Work to complete »
Copy every line that holds the string "convention" from the data below.

The input »
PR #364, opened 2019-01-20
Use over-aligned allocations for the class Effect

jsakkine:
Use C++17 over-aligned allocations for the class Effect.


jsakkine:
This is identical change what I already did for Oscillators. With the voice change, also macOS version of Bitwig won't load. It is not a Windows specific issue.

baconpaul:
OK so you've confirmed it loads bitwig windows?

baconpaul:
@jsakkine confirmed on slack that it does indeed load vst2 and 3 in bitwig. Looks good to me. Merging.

==

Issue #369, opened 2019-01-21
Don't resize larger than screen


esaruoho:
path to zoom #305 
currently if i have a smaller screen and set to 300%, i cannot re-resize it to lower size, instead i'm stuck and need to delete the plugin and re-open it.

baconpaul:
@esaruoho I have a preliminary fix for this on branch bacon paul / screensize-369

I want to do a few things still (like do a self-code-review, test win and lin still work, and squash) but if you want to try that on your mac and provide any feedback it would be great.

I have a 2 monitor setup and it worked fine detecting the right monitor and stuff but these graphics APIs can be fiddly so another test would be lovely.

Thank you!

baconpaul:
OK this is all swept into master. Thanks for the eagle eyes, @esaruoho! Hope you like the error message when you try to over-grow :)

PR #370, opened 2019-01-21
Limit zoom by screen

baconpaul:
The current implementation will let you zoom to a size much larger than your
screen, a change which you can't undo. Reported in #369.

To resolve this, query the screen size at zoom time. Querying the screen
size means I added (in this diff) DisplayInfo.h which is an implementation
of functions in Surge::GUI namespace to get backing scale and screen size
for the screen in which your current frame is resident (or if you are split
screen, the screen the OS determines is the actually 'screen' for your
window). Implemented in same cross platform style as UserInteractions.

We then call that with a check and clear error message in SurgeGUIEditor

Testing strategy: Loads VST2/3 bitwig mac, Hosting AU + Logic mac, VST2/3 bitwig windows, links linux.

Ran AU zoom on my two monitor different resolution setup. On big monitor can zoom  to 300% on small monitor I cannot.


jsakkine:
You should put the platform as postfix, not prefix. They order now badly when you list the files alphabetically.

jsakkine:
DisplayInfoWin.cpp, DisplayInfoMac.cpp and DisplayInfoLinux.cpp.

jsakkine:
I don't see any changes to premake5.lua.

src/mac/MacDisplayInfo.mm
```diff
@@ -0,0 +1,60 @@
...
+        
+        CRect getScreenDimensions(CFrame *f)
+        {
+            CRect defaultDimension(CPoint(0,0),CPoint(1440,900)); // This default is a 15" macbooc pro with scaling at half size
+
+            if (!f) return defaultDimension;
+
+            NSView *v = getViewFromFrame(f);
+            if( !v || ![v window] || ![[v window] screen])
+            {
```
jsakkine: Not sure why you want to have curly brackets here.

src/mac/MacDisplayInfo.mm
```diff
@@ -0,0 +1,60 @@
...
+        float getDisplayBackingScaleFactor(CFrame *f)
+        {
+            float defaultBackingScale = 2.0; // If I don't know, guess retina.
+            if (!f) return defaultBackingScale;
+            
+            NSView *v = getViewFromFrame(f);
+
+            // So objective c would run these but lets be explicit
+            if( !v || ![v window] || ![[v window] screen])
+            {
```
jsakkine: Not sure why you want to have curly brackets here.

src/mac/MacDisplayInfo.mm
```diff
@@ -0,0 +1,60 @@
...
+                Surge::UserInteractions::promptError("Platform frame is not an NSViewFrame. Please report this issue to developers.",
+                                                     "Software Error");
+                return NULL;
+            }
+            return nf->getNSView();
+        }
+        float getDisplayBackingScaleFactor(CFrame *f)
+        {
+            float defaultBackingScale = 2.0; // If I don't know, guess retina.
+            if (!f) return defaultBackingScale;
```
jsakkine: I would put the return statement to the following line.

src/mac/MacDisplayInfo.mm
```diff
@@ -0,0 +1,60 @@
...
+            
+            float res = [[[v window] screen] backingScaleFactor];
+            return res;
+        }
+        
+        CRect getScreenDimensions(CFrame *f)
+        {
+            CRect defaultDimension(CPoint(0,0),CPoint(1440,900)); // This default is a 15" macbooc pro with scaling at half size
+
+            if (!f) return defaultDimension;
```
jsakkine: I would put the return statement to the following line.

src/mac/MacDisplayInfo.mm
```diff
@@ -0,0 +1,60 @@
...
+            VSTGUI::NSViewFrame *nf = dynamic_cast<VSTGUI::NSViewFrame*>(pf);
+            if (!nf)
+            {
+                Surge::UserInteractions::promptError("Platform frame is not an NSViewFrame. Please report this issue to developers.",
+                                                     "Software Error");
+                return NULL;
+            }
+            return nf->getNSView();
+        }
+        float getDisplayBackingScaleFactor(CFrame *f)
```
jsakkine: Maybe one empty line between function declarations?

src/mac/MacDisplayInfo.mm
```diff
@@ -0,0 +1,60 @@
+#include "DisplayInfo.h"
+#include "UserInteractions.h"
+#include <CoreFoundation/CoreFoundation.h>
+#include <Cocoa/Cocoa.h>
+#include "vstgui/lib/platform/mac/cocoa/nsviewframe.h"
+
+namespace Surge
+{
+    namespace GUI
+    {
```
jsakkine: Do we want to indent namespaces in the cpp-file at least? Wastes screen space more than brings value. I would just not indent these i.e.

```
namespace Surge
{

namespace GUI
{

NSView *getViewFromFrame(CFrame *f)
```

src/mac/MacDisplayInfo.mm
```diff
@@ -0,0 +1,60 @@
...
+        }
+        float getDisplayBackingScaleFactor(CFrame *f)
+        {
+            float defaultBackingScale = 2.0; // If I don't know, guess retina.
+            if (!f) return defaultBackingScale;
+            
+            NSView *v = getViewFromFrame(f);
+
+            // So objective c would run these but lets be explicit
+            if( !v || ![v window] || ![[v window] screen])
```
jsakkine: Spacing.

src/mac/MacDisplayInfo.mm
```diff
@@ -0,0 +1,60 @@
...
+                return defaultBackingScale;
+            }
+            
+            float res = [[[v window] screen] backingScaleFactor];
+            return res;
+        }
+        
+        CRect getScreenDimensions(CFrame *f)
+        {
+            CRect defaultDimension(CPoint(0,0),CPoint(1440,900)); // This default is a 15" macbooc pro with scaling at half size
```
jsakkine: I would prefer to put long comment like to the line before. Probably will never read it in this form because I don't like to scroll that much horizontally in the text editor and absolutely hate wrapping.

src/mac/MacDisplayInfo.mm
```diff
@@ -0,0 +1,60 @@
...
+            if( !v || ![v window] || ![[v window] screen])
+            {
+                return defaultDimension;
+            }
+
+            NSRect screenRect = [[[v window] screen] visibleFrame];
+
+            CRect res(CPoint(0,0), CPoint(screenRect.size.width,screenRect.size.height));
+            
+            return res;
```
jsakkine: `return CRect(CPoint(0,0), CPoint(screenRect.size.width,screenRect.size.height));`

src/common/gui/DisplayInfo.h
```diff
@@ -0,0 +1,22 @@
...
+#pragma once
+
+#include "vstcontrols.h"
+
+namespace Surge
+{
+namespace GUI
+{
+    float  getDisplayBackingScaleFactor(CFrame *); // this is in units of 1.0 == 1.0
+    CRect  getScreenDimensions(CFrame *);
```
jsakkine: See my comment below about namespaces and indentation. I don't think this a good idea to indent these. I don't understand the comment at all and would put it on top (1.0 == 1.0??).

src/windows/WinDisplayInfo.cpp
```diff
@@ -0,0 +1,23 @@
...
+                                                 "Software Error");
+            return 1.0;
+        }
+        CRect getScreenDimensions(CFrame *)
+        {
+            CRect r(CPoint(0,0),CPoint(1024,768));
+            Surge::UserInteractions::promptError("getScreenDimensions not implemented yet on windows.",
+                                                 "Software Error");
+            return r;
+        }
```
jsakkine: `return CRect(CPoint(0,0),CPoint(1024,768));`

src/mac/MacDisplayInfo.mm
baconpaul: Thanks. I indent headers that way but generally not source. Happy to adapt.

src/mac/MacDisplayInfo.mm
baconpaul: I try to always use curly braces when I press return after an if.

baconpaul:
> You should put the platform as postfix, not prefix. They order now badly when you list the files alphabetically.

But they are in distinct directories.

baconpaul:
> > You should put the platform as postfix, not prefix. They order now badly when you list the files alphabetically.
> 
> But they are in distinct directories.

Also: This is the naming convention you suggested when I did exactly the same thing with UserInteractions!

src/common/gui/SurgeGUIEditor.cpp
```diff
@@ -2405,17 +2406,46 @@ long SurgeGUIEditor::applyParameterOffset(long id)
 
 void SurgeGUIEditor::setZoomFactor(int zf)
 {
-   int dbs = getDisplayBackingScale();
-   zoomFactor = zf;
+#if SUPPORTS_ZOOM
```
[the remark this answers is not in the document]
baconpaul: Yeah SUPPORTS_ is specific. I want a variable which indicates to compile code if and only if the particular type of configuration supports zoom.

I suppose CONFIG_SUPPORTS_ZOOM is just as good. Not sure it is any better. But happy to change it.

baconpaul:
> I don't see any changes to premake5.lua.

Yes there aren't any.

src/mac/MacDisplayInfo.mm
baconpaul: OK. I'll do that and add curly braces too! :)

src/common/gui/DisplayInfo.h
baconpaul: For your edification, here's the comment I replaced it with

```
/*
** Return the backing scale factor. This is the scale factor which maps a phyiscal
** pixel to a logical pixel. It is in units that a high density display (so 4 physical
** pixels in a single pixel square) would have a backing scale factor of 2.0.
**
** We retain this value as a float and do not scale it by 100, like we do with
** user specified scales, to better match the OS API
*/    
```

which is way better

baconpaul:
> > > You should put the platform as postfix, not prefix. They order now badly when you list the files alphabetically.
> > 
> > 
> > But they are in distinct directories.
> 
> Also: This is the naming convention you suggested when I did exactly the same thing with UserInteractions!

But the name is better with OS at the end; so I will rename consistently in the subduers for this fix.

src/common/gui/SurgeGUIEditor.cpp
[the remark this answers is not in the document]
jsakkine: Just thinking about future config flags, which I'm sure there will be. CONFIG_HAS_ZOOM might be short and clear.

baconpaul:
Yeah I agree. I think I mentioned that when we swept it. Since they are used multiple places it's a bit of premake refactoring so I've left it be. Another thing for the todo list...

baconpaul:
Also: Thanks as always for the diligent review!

---

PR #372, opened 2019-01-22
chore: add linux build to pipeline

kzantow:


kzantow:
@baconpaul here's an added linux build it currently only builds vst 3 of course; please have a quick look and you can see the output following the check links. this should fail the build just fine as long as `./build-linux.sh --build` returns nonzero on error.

Output below »
Also: This is the naming convention you suggested when I did exactly the same thing with UserInteractions!
> Also: This is the naming convention you suggested when I did exactly the same thing with UserInteractions!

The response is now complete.